[Data for the task]
PR #300, opened 2020-07-29
CEDS-2647 - Change time input to 12 hour time clock

SteveSugden:


app/forms/common/Time.scala
```diff
@@ -20,50 +20,60 @@ import java.text.DecimalFormat
...
+    def bind(hour: Try[Int], minutes: Try[Int], ampm: String): Time =
+      build(hour, minutes, ampm)
         .map(apply)
         .getOrElse(throw new IllegalArgumentException("Could not build time - missing one of parameters"))
 
-    def unbind(time: Time): (Try[Int], Try[Int]) =
-      (Try(time.time.getHour), Try(time.time.getMinute))
+    def unbind(time: Time): (Try[Int], Try[Int], String) = {
+      val timeString = time.time.format(time12HourFormatter)
+      (Try(timeString.split(":")(0).toInt), Try(time.time.getMinute), timeString.takeRight(2))
```
PatrykRudnicki, line 61: There is method `getHour`. Is it possible to use it on the first argument?

For second one you used `getMinute`.

Additionally I found method `get` in the `LocalTime` https://docs.oracle.com/javase/8/docs/api/java/time/LocalTime.html#get-java.time.temporal.TemporalField-
There you can specify what element from the time you want to retrieve. There is link to supported fields
https://docs.oracle.com/javase/8/docs/api/java/time/LocalTime.html#isSupported-java.time.temporal.TemporalField-
Some of the fields that could be useful here:
- HOUR_OF_AMPM
- CLOCK_HOUR_OF_AMPM (Not sure what's this, this will require some testing around)
- MINUTE_OF_HOUR
- AMPM_OF_DAY

SteveSugden: I was looking for something like that - getting the hour as a number from 1-12 and getting the AM/PM indictor.  In the end I just turned the time into a 12-hour format string, as you can see.   I'll take another look.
[/Data for the task]
* [What you are asked to do]:
Show a copy of each line from the data that includes the word "fields".

* [Task response]:
There you can specify what element from the time you want to retrieve. There is link to supported fields
Some of the fields that could be useful here:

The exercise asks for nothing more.